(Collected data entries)
PR #1490, opened 2023-07-27
remove expect-ct finding

noamblitz:
Expect-CT is deprecated and now removed from port-classification

https://developer.mozilla.org/en-US/docs/Web/HTTP/Headers/Expect-CT

### DIFF
--- a/octopoes/bits/missing_headers/missing_headers.py
+++ b/octopoes/bits/missing_headers/missing_headers.py
@@ -77,16 +77,6 @@ def run(
         yield ft
         yield finding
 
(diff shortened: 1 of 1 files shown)


ammar92 (approved):

praseodym:
Don't we need to remove `KAT-NO-EXCPECT-CT` (nice typo btw) from `kat_finding_types.json` and `OOI_database_seed.json`?

underdarknl:
Since Except-CT is now deprecated, should we not move it to the deprecated headers list so we trigger that warning instead?

dekkers (approved):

PROBLEM REQUIREMENTS: Match on "octopoes" and report each line of the data above that has it.

WORKED SOLUTION:
--- a/octopoes/bits/missing_headers/missing_headers.py
+++ b/octopoes/bits/missing_headers/missing_headers.py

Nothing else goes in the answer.